Ergibt die Gefahrenanalyse dennoch ein zu hohes Risiko durch Klebenbleiben des Reset-Schützen oder durch Fehlverhalten der SPS, so muss ein "überwachter Start" durchgeführt werden.

Beim PnozMulti z.B. lässt sich jedes Reset-Signal so programmieren, dass ein Reset nur bei einer negativen Flanke am Reset-Eingang durchgeführt wird (Überwachter Start). Bei jeder anderen Sicherheitssteuerung (PSS, S7-F, HIMA, usw.) sollte sich das per Programm im FS-Teil ebenfall umsetzen lassen - wichtig vor allem, wenn die Quittiersignale über ein Bussystem kommen.

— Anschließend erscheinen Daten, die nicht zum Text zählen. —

PR #1147, opened 2026-06-06
Update entity_descriptions.py _total_yield_today

jschmitz-de:
_total_yield_today may exceed 100 kWh.
The value is capped when "validate=[Range(-100, 100)]," is set


jschmitz-de:
i´ve tested this on my H3-Pro 20 and works fine. No more "validation errors" can be found in the log

PR #1245, opened 2026-08-30
Add charge period support for H3 Smart / H3 Pro (time-group system)

fabian1512:
## Summary

The charge period card works on H1/G2/EVO via the `41001..41006` charge period registers. The **H3 Smart** (and H3 Pro, which shares the same register map) has those registers marked invalid and instead defines charge periods with the **time-group system** (Table 3-11, base `48010 + 10*(N-1)`). This PR adds time-group charge period support for `Inv.H3_PRO_SET | Inv.H3_SMART`.

## Changes

- **`entities/modbus_charge_period_config.py`**
  - `ModbusChargePeriodAddressConfig`: added optional time-group fields (`enable_address`, `work_mode_address`, `soc_address`, `fdsoc_address`, `fdpwr_address`, `enable_flag_address`). `enable_address` doubles as the base of the 10-register block.
  - `ChargePeriodAddressSpec`: getters for the new fields; `_get_address` tolerates `None` (H1 configs unaffected).
  - `ModbusChargePeriodFactory`: new option to derive the force-charge binary sensor from the group enable register instead of the start/end times.
- **`entities/charge_period_descriptions.py`**: factories for H3 groups 1 and 2 (the same groups the FoxESS app uses) with Work Mode 6 (Force Charge) and FDPWR (`base+6`) as the "charge from grid" register (also the marker entity the card uses to discover supported inverters).
- **`entities/modbus_entity_mixin.py`**: `get_entity_id` fallback now includes the platform domain, so the charge period card can resolve entities before they are registered.
- **`services/update_charge_period_service.py`**: for time-group inverters, write the full group block (enable, start/end, Work Mode 6, SoC, FDPWR, enable flag) and tie the Time Period Mode flag (`48000`) to whether any period is enabled. The H1 write path is preserved (writes are split into contiguous runs).

## Testing

- Verified live on an H3 Smart (`Foxy`): Period off → normal/discharge; Period on + grid off → PV-only force charge; Period on + grid on → grid charging.
- `python -m pytest`: 35 passed (snapshots regenerated for the models mapping to `Inv.H3_SMART` / `Inv.H3_PRO_SET`).
- `ruff`, `ruff format --check`, `mypy`: clean.

## Notes / limitations

- The device/app must be in "Modus Terminierer" (the time-period mode) for the groups to run; this is the app/Cloud level and not set by the card.
- Force-charge power defaults to the inverter capacity (grid on) and SoC bounds default to 100/10, as the card doesn't expose these.

### DIFF
--- a/custom_components/foxess_modbus/entities/charge_period_descriptions.py
+++ b/custom_components/foxess_modbus/entities/charge_period_descriptions.py
@@ -9,6 +9,63 @@ from .modbus_charge_period_config import ModbusChargePeriodFactory
 
 _LOGGER: logging.Logger = logging.getLogger(__package__)
 
+
+# The H3 Smart defines its charge periods via the time-group system (Table 3-11).
+# Each group is a contiguous block of 10 registers, starting at 48010 + 10*(N-1).
+# We use groups 1 and 2, which are the same groups the FoxESS app uses for its charge periods, so that
+# the card and the app stay in sync. Unlike the H1, force charge is controlled by a dedicated enable
+# register (the group's enable), rather than being inferred from the start/end times, so these factories
+# use enable_force_charge_from_enable_address=True.
+def _h3_group_base(group: int) -> int:
+    """Returns the base address of the given time group (1-based)."""
+    return 48010 + 10 * (group - 1)
+
+
+def _h3_charge_period_factory(
+    group: int,
+    period_start_key: str,
+    period_start_name: str,
+    period_end_key: str,
+    period_end_name: str,
+    enable_force_charge_key: str,
+    enable_force_charge_name: str,
+    enable_charge_from_grid_key: str,
+    enable_charge_from_grid_name: str,
+) -> ModbusChargePeriodFactory:
+    base = _h3_group_base(group)
+    return ModbusChargePeriodFactory(
+        addresses=[
+            ChargePeriodAddressSpec(
+                holding=ModbusChargePeriodAddressConfig(
+                    period_start_address=base + 1,
+                    period_end_address=base + 2,
+                    # 'Enable charge from grid' is determined by whether the force-charge power (FDPWR,
+                    # offset +6) is non-zero. We point this at the FDPWR register so that the resulting
+                    # binary sensor (device class power) also serves as the marker entity that the
+                    # charge-period card uses to discover supported inverters.
+                    enable_charge_from_grid_address=base + 6,
+                    enable_address=base,
+                    work_mode_address=base + 3,
+                    soc_address=base + 4,
+                    fdsoc_address=base + 5,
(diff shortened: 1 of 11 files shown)


fabian1512:
**Summary**

The charge period card currently supports H1/G2/EVO via the `41001..41006` registers. The **H3 Smart** (and H3 Pro, same register map) marks those invalid and instead defines charge periods with the **time-group system** (Table 3-11). This PR adds support for `Inv.H3_PRO_SET | Inv.H3_SMART`.

**How it works**

- Uses **Groups 1 + 2** (base `48010 + 10*(N-1)`) — the same groups the FoxESS app uses for its charge periods, so the card and the app stay in sync.
- Force charge = **Work Mode 6**; "charge from grid" is **FDPWR > 0** (we point the binary sensor at FDPWR — it also serves as the `device_class: power` marker the card uses to discover supported inverters).
- `48000` (Time Mode Flag) = master switch: `1` when any period is enabled, `0` when all are off (so the inverter returns to normal when everything is disabled).
- The group's SoC bounds (offset +4) are mirrored from the global Max SoC / Min SoC OnGrid (`46610`/`46611`, the GUI-editable values) rather than hardcoded, matching the app.

**Key finding for reviewers**

"Timer / Modus Terminierer" in the app is register **`48000`** (Time Mode Flag), **not** a 49203 Work Mode value — `49203` stays Self Use. The device/app must be in its "Timer" mode for the groups to run; the card can only control the local inverter state, not the app/Cloud mode.

**Files**

- `modbus_charge_period_config.py`: optional time-group fields; factory option to derive force-charge from the group enable register.
- `charge_period_descriptions.py`: H3 factories (Group 1+2).
- `modbus_entity_mixin.py`: `get_entity_id` fallback now includes the platform domain (needed for the card to resolve entities).
- `update_charge_period_service.py`: writes the full 10-register group block + `48000`; H1 write path preserved (contiguous runs).

**Testing**

`pytest` 35 passed (snapshots regenerated for the H3-family models); `ruff`/`format`/`mypy` clean; live-verified on an H3 Smart (off→normal/discharge, on+grid off→PV-only, on+grid on→grid charge). Battery SoC near MaxSoC correctly prevents charging.

**Caveats**

- The inverter resets repeated Modbus writes; read via `read_registers`/HA, write once + wait.
- H1's "hold" semantics (grid off = neither charge nor discharge) don't map cleanly to H3 (no hold work mode); grid-off maps to PV-only (Work Mode 6 + FDPWR=0).
- Force-charge power defaults to the inverter capacity; SoC bounds now come from the configured registers.

**Open questions**

- Is using Groups 1 + 2 acceptable (they overlap the app's own periods), or should a hidden group be preferred?
- Should `46620` (Max SoC From Grid) be exposed as a separate entity?

Issue #1124, opened 2026-05-07
Integration broken with update 2.23/1.93 (H3)


partxxx:
### Is there an existing issue for this?

- [x] I have searched the existing issues

### FoxESS - Modbus version

v1.15.0b1

### Inverter model

H3-5.0-E

### Inverter manager version

1.93

### Describe the bug

Version_Master：2.23
Version_Slave：1.03
Version_ARM：1.93
Installation method Home Assistant OS
Core 2026.5.0
Supervisor 2026.04.2
Operating System 17.3
Frontend 20260429.3

I updated the inverter yesterday, and most of the values are now unknown or false.
I assume the Modbus table or the protocol changed with the update.

andre8777:
Same with my inverters , a few  Registers have changed like PV Power, Battery Power.

MartB:
I think there's just a bug with modbus in general on this version. I can't properly read registers that work on a second device with 1.93.

But yes they started to align registers with the H3 pro spec apparently. Not sure if by accident.

partxxx:
Yeah, this is not a single problem, in general the modbus integration changed, and the registers too.

domerich:
yeah and down grade does not work either

domerich:
I opened a ticket with FoxESS and they downgraded my inverter back to 2.22 / 1.92 and now everything works agin. Won't touch it as this repo seems dead.

partxxx:
> I opened a ticket with FoxESS and they downgraded my inverter back to 2.22 / 1.92 and now everything works agin. Won't touch it as this repo seems dead.

Thx, and what is yout HA / integration versions?

MartB:
There's nothing to fix in this repo for H3 manager 1.93. Modbus is buggy on 1.93 and fox confirmed it to me in a support ticket.

skipgub:
A bunch of our sensors had stopped working suddenly two days ago. Eventually, having exhausted all other avenues, I finally got around to updating the firmware on our AC1-5.0-E-G2-WL  inverter - and everything in this integration immediately started working again. FWIW we're now on Master 1.53, Manager 1.39 (and Slave unchanged 1.04).

domerich:
> > I opened a ticket with FoxESS and they downgraded my inverter back to 2.22 / 1.92 and now everything works agin. Won't touch it as this repo seems dead.
> 
> Thx, and what is yout HA / integration versions?

I’m using the 1.5 beta

[...]

PR #1253, opened 2026-09-10
Support H3 Manager >= 1.93 (Master 2.23): repair frames missing the unit id, add H3_193 profile

jrx-code:
## Summary

FoxESS H3 firmware **Manager 1.93+** (pushed with Master 2.23, see #1124) breaks this integration behind Modbus-TCP<->RTU gateways. This PR makes it work again and adds a firmware profile for it.

Measured on an **H3-10.0-E, Master 2.23 / Slave 1.03 / Manager 1.95**, AUX RS485, USR/Waveshare RS485-to-TCP gateway in "Modbus TCP<=>Modbus RTU" mode, slave 247, integration configured as "network / other adapter / tcp".

### 1. What the firmware does wrong

Roughly 90 % of RTU responses leave the inverter **without the slave-address byte**. The gateway forwards what it received, so the Modbus-TCP frame is one byte short:

```
good:  tid pid 0009 f7 03 06 00df 0067 0195     (unit f7, fc 03, 6 bytes: 223/103/405)
short: tid pid 0008    03 06 00df 0067 0195     (MBAP length 8, no unit id)
```

pymodbus takes `03` as the unit id and `06` as the function code, `_validate_slave_id` rejects it and the integration logs `No Response received from the remote slave/Unable to decode response`. The register contents inside the short frames are correct. Exceptions arrive the same way (`0002 83 02`).

### 2. Frame repair (`client/frame_repair.py`, `CustomModbusTcpClient`)

`MissingUnitIdRepairer` re-inserts the unit id **only** when byte 6 differs from the unit we addressed **and** equals the function code we sent (or `0x80 | fc`). A healthy device never matches: byte 6 equals the unit and is passed through, also for a slave id that happens to equal the function code (test included). pymodbus reads the 8-byte header and the body in two `recv()` calls, so the client keeps its own receive buffer; `execute()` records the pending unit/fc, `send()` re-arms for retries. Repair counters are logged at debug level.

Unit tests use frames captured on the inverter (`tests/test_frame_repair.py`).

### 3. Register survey with the repaired client

Every register the H3 profile polls reads correctly, individually and in blocks of up to 100 registers: 30000-30019, 31000-31135, 32000-32023, 41000, 41007-41019, 44000-44015. Only **41001-41006** (charge periods, not used by the H3 profile) return exception 02. The complete H3-Pro map (36001-49203) also answers on this firmware.

FC 0x06 writes round-trip correctly (41011 min SoC on grid 10 -> 11 -> 10, read back on the next poll; 41000 work mode).

### 4. `Inv.H3_193` profile

`battery_charge_today` (32005) and `battery_discharge_today` (32008) no longer hold today's energy. They hold `(total mod 65536) + 1` in 0.1 kWh units:

| registers | value | meaning |
|---|---|---|
| 32003, 32004 | 1, 32669 | battery charge total = 98205 -> 9820.5 kWh |
| 32005 | 32670 | "today" = 98205 - 65536 + 1 |
| 32006, 32007 | 1, 26432 | battery discharge total = 91968 -> 9196.8 kWh |
| 32008 | 26433 | "today" = 91968 - 65536 + 1 |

Bei Hardware-Sicherheitsrelais, welche den überwachten Start nicht anbieten, lässt sich der Überwachte Start durch Kombination von 2 Relais realisieren:
Der SPS-Ausgang schaltet ein erstes Relais, ein Schließer von diesem  schaltet ein Zeitrelais (Einschaltverzögert, ca. 2 sek). Ein Schließer vom ersten Relais + ein verzögerter Öffner des Zeitrelais in Serie auf den Quittiereingang des Sicherheitsrelais.


mfg
Maxl


----------